WOW that looks great, you've made a beautiful job of that. I love the finish.


----------



## Flatband (Dec 18, 2009)

Thanks Mart,
real dicey frame too shoot though! I think I might have taken this one a little too close to the edge as far as tolerances. Forks might be too close to the deck and I think I may have made the throat too narrow for a "Through the throat" style(which is what I like). No real problem though, I can just make her into an "over the top" style which will give more clearance and less slap. Extremely fast set-up and very accurate. I really like the extra stability a Starship gives you. It really helps an Aimer type shooter which I am.I already have the next one halfway done. This one will be a full over the top attachment style-Prongs forward design-cool!!! Flatband


----------



## Martin (Jan 17, 2010)

I would like to make one of these, my only concern is the wrist brace. Ive tried several commercial 
wrist braced designs. I find them way to uncomfortable to shoot with the brace, I always end up removing
the brace or giving the slingshot away.
Do you have any suggestions to get around this? Any help would be appreciated.
Martin


----------



## John-Boy (Oct 15, 2010)

Martin said:


> I would like to make one of these, my only concern is the wrist brace. Ive tried several commercial
> wrist braced designs. I find them way to uncomfortable to shoot with the brace, I always end up removing
> the brace or giving the slingshot away.
> Do you have any suggestions to get around this? Any help would be appreciated.
> Martin


Hey Martin, By commercial i take it you mean barnett black widows, diablos etc.? I also found these to be a pain to use, but extending the brace further up the arm and replacing the plastic brace for leather helped also!!


----------



## HOE (Nov 13, 2010)

Martin said:


> I would like to make one of these, my only concern is the wrist brace. Ive tried several commercial
> wrist braced designs. I find them way to uncomfortable to shoot with the brace, I always end up removing
> the brace or giving the slingshot away.
> Do you have any suggestions to get around this? Any help would be appreciated.
> Martin


From my own experience in shooting various commercial wristbraced slingshots and my own wooden Starship, the wristbrace should be slightly positioned to the side where your hand holds the slingshot. If you centre your brace and your hand parallel to the "throat", it will feel weird.


----------



## HOE (Nov 13, 2010)

John-Boy said:


> Hey Martin, By commercial i take it you mean barnett black widows, diablos etc.? I also found these to be a pain to use, but extending the brace further up the arm and replacing the plastic brace for leather helped also!!


Yes, this too.







The original angle is just bad.


----------



## Martin (Jan 17, 2010)

John-Boy said:


> I would like to make one of these, my only concern is the wrist brace.
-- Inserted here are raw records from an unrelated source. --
PR #2711, opened 2021-03-24
Fix the startup process when using Unix protocol on UDS

wzshiming:

**What type of PR is this?**
/kind bug

1. Avoid deleting empty directory that may exist
2. Allow relative paths https://github.com/kubeedge/kubeedge/blob/16ed69ac85b02bfcbcb51487bb4c9641de3fbe08/pkg/apis/componentconfig/cloudcore/v1alpha1/types.go#L145-L153
3. Create directory if need

Fixes #

```release-note
NONE
```

### DIFF
--- a/cloud/pkg/cloudhub/servers/udsserver/uds.go
+++ b/cloud/pkg/cloudhub/servers/udsserver/uds.go
@@ -4,6 +4,7 @@ import (
 	"fmt"
 	"net"
 	"os"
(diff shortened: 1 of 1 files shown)


Iceber:
fixing: https://github.com/kubeedge/kubeedge/pull/2686

wzshiming:
oh, not notice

Ive tried several commercial
> wrist braced designs. I find them way to uncomfortable to shoot with the brace, I always end up removing
> the brace or giving the slingshot away.
> Do you have any suggestions to get around this? Any help would be appreciated.
> Martin


Hey Martin, By commercial i take it you mean Barnett black widows, diablos etc.? I also found these to be a pain to use, but extending the brace further up the arm and replacing the plastic brace for leather helped also!!
[/quote]
Yes Black widow an old Diablo and a couple of American models who's names I cannot remember, The braces seemed to short and the angle was all wrong.
I'm thinking of making the forks and the brace separately, that way I may be able to come up with an adjustable brace.
Martin


----------



## Martin (Jan 17, 2010)

HOE said:


> I would like to make one of these, my only concern is the wrist brace. Ive tried several commercial
> wrist braced designs. I find them way to uncomfortable to shoot with the brace, I always end up removing
> the brace or giving the slingshot away.
> Do you have any suggestions to get around this? Any help would be appreciated.
> Martin


From my own experience in shooting various commercial wristbraced slingshots and my own wooden Starship, the wristbrace should be slightly positioned to the side where your hand holds the slingshot. If you centre your brace and your hand parallel to the "throat", it will feel weird.
[/quote]
This is something I had not thought about, there is a lot to take into consideration when making one of these.
Martin


----------



## Flatband (Dec 18, 2009)

I've said it before the toughest thing about these big boys is #1 making the handle and #2 getting the wrist brace just right. Hoe is right,having an offset handle is a real plus. I make my wrist opening wider then usual so I can position my arm where I want relative to the shot. Jack Koehler took care of that problem with his King Kat by making the brace movable. Getting the proper height on the brace is paramount in importance. Too high,and the whole frame will lift up on you ,too low and you risk smacking the frame. There is a limit as too how long these things can be and still have a margin of safety. The bigger they get,the more dangerous they are. Flatband


----------



## Performance Catapults (Feb 3, 2010)

Outstanding Gary!!!


----------



## HOE (Nov 13, 2010)

Hand making a wristbrace is a real serious business, you have to be real careful when adjusting the angle of the brace. If you want the Starship to be ambidextrous, just make the brace FLAT and wide. So when you shoot with that kind of brace, you will see how your hand will position itself naturally. And because this flat brace doesn't lock into my arm, I have to do finger-support by pointing my thumb and index finger forward, like how you hold a handsaw, this way I can point where I want it to.


----------



## Martin (Jan 17, 2010)

Thanks for the advice guys, I will take everything on-board. I'm not rushing things I have everything on order but will be giving myself
plenty of time for this project.
I have an idea for an adjustable brace, I'm going to try a mock up first just to see if it works.
I'm looking forward to this its new to me and should be interesting.
Martin


----------